# [TASK PROMPT]
Answer with one number only: how many lines in this material contain the word "based"?

# [PROVIDED DATA]
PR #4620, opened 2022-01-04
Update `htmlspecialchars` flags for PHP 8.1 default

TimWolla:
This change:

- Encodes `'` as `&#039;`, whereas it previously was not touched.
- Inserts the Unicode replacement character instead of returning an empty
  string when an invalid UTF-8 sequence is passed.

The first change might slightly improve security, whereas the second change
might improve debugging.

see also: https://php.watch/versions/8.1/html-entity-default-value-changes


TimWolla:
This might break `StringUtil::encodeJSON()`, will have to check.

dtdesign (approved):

...

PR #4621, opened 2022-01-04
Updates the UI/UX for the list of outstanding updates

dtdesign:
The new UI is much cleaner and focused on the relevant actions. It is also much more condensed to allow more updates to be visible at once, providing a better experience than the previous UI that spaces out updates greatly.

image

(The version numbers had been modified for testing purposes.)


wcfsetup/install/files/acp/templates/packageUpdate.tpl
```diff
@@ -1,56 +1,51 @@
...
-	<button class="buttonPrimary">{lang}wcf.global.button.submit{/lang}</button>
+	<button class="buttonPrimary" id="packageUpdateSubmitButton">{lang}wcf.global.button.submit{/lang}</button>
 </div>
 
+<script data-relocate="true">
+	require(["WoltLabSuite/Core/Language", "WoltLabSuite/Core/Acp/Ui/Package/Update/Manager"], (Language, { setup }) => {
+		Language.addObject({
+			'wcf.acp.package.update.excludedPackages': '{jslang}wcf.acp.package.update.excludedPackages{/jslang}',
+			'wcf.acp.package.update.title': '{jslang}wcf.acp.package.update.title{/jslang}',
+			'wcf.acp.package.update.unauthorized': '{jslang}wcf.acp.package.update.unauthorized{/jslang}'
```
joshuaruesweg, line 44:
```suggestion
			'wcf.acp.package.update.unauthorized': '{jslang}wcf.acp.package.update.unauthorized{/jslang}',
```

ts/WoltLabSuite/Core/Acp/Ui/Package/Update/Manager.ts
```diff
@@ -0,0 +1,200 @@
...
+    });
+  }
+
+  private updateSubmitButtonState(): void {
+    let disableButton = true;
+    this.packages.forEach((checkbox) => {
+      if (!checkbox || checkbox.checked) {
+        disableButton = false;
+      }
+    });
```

---

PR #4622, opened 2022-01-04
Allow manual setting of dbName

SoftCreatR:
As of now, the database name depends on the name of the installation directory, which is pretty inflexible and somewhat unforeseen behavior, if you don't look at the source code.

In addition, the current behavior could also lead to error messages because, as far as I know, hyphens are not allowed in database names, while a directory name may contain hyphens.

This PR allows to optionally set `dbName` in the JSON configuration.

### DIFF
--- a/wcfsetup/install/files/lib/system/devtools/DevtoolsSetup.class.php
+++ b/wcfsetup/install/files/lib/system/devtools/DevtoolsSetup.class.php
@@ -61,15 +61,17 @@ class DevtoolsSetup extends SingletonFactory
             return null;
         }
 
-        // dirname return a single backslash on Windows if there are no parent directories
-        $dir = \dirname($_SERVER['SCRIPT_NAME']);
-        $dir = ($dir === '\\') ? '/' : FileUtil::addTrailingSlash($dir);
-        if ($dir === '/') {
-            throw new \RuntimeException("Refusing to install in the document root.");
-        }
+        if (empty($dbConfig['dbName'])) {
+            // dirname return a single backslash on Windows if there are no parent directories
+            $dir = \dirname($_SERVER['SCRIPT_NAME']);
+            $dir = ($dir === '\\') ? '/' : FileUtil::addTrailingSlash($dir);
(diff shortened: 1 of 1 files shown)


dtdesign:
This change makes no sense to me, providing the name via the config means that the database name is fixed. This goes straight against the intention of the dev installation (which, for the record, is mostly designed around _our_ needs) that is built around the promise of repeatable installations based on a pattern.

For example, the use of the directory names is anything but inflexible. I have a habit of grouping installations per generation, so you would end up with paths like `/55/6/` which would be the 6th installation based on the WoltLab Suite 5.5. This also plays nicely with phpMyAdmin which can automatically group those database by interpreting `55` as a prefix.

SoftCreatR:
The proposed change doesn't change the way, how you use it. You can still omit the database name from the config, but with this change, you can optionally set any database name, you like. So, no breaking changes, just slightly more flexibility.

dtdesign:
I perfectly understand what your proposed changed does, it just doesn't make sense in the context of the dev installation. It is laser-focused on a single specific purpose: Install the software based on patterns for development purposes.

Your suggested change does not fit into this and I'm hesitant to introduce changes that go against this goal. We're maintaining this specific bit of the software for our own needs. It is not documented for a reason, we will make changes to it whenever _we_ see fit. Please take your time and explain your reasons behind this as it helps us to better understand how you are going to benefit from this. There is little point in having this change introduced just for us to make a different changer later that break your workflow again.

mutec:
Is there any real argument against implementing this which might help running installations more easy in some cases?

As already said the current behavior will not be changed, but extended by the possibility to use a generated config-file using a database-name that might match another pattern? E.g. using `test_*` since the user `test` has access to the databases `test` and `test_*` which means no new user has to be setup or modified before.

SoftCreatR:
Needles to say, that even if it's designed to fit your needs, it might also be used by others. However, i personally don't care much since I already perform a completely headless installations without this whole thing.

# [ANSWER BELOW]
3